(Directions) Write out the records below once more, exactly as they stand.

------------------------------

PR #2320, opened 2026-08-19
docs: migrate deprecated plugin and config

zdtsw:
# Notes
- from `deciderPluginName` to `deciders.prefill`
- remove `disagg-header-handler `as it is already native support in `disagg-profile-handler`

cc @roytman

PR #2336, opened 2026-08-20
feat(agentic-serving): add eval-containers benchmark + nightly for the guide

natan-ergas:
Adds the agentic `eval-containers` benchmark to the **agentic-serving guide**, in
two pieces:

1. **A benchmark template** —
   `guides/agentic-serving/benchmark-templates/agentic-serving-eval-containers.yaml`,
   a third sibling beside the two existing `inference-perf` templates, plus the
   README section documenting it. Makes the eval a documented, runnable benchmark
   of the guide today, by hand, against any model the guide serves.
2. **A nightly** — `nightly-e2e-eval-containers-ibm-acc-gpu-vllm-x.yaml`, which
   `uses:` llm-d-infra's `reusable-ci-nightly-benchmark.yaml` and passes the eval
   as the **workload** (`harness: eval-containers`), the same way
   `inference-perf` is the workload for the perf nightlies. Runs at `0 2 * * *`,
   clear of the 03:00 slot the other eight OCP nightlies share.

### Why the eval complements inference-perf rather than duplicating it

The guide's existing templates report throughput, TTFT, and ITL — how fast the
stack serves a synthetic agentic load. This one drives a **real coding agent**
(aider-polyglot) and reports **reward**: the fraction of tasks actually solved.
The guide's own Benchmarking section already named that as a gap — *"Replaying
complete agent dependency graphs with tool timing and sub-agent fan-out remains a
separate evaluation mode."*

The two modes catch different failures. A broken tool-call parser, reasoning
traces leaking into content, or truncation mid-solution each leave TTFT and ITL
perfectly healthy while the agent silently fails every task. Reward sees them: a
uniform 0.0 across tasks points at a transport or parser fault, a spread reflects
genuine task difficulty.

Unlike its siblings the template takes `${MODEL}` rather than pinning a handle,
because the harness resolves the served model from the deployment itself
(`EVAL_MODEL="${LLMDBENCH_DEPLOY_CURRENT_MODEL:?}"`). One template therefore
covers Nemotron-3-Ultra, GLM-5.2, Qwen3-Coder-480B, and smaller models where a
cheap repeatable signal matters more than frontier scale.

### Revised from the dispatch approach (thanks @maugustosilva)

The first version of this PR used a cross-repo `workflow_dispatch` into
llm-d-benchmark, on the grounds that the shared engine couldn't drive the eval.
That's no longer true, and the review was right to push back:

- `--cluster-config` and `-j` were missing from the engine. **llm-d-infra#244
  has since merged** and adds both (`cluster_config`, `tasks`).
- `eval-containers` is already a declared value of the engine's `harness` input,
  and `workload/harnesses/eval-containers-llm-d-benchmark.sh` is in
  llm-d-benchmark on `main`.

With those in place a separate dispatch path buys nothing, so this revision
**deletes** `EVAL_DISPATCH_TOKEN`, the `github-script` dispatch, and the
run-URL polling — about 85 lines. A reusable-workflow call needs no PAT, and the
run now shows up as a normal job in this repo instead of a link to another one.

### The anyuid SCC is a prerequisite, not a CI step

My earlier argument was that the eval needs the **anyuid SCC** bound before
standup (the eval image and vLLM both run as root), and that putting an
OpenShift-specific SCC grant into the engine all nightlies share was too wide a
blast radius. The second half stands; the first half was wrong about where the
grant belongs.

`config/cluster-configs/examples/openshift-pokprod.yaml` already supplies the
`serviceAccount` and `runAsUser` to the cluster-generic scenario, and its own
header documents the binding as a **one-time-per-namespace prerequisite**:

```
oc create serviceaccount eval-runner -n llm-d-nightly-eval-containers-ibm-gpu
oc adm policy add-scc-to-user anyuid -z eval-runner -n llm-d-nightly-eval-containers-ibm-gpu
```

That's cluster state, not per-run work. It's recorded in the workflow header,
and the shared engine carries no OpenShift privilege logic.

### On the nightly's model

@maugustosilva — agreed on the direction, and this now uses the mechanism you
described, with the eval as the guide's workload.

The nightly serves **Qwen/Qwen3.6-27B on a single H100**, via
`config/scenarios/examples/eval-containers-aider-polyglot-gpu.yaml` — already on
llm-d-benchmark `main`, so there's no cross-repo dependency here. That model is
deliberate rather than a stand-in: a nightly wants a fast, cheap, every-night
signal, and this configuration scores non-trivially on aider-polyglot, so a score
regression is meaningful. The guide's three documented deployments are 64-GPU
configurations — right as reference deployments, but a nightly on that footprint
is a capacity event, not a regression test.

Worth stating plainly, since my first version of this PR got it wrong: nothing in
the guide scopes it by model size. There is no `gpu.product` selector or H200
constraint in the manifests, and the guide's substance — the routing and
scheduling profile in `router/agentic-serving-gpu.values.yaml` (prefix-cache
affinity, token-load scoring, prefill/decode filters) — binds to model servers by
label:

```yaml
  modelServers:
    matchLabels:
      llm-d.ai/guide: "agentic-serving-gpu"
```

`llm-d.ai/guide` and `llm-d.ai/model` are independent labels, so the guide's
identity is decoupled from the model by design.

------------------------------

(Answer section)
PR #2320, opened 2026-08-19
docs: migrate deprecated plugin and config

zdtsw:
# Notes
- from `deciderPluginName` to `deciders.prefill`
- remove `disagg-header-handler `as it is already native support in `disagg-profile-handler`

cc @roytman

PR #2336, opened 2026-08-20
feat(agentic-serving): add eval-containers benchmark + nightly for the guide

natan-ergas:
Adds the agentic `eval-containers` benchmark to the **agentic-serving guide**, in
two pieces:

1. **A benchmark template** —
   `guides/agentic-serving/benchmark-templates/agentic-serving-eval-containers.yaml`,
   a third sibling beside the two existing `inference-perf` templates, plus the
   README section documenting it. Makes the eval a documented, runnable benchmark
   of the guide today, by hand, against any model the guide serves.
2. **A nightly** — `nightly-e2e-eval-containers-ibm-acc-gpu-vllm-x.yaml`, which
   `uses:` llm-d-infra's `reusable-ci-nightly-benchmark.yaml` and passes the eval
   as the **workload** (`harness: eval-containers`), the same way
   `inference-perf` is the workload for the perf nightlies. Runs at `0 2 * * *`,
   clear of the 03:00 slot the other eight OCP nightlies share.

### Why the eval complements inference-perf rather than duplicating it

The guide's existing templates report throughput, TTFT, and ITL — how fast the
stack serves a synthetic agentic load. This one drives a **real coding agent**
(aider-polyglot) and reports **reward**: the fraction of tasks actually solved.
The guide's own Benchmarking section already named that as a gap — *"Replaying
complete agent dependency graphs with tool timing and sub-agent fan-out remains a
separate evaluation mode."*

The two modes catch different failures. A broken tool-call parser, reasoning
traces leaking into content, or truncation mid-solution each leave TTFT and ITL
perfectly healthy while the agent silently fails every task. Reward sees them: a
uniform 0.0 across tasks points at a transport or parser fault, a spread reflects
genuine task difficulty.

Unlike its siblings the template takes `${MODEL}` rather than pinning a handle,
because the harness resolves the served model from the deployment itself
(`EVAL_MODEL="${LLMDBENCH_DEPLOY_CURRENT_MODEL:?}"`). One template therefore
covers Nemotron-3-Ultra, GLM-5.2, Qwen3-Coder-480B, and smaller models where a
cheap repeatable signal matters more than frontier scale.

### Revised from the dispatch approach (thanks @maugustosilva)

The first version of this PR used a cross-repo `workflow_dispatch` into
llm-d-benchmark, on the grounds that the shared engine couldn't drive the eval.
That's no longer true, and the review was right to push back:

- `--cluster-config` and `-j` were missing from the engine. **llm-d-infra#244
  has since merged** and adds both (`cluster_config`, `tasks`).
- `eval-containers` is already a declared value of the engine's `harness` input,
  and `workload/harnesses/eval-containers-llm-d-benchmark.sh` is in
  llm-d-benchmark on `main`.

With those in place a separate dispatch path buys nothing, so this revision
**deletes** `EVAL_DISPATCH_TOKEN`, the `github-script` dispatch, and the
run-URL polling — about 85 lines. A reusable-workflow call needs no PAT, and the
run now shows up as a normal job in this repo instead of a link to another one.

### The anyuid SCC is a prerequisite, not a CI step

My earlier argument was that the eval needs the **anyuid SCC** bound before
standup (the eval image and vLLM both run as root), and that putting an
OpenShift-specific SCC grant into the engine all nightlies share was too wide a
blast radius. The second half stands; the first half was wrong about where the
grant belongs.

`config/cluster-configs/examples/openshift-pokprod.yaml` already supplies the
`serviceAccount` and `runAsUser` to the cluster-generic scenario, and its own
header documents the binding as a **one-time-per-namespace prerequisite**:

```
oc create serviceaccount eval-runner -n llm-d-nightly-eval-containers-ibm-gpu
oc adm policy add-scc-to-user anyuid -z eval-runner -n llm-d-nightly-eval-containers-ibm-gpu
```

That's cluster state, not per-run work. It's recorded in the workflow header,
and the shared engine carries no OpenShift privilege logic.

### On the nightly's model

@maugustosilva — agreed on the direction, and this now uses the mechanism you
described, with the eval as the guide's workload.

The nightly serves **Qwen/Qwen3.6-27B on a single H100**, via
`config/scenarios/examples/eval-containers-aider-polyglot-gpu.yaml` — already on
llm-d-benchmark `main`, so there's no cross-repo dependency here. That model is
deliberate rather than a stand-in: a nightly wants a fast, cheap, every-night
signal, and this configuration scores non-trivially on aider-polyglot, so a score
regression is meaningful. The guide's three documented deployments are 64-GPU
configurations — right as reference deployments, but a nightly on that footprint
is a capacity event, not a regression test.

Worth stating plainly, since my first version of this PR got it wrong: nothing in
the guide scopes it by model size. There is no `gpu.product` selector or H200
constraint in the manifests, and the guide's substance — the routing and
scheduling profile in `router/agentic-serving-gpu.values.yaml` (prefix-cache
affinity, token-load scoring, prefill/decode filters) — binds to model servers by
label:

```yaml
  modelServers:
    matchLabels:
      llm-d.ai/guide: "agentic-serving-gpu"
```

`llm-d.ai/guide` and `llm-d.ai/model` are independent labels, so the guide's
identity is decoupled from the model by design.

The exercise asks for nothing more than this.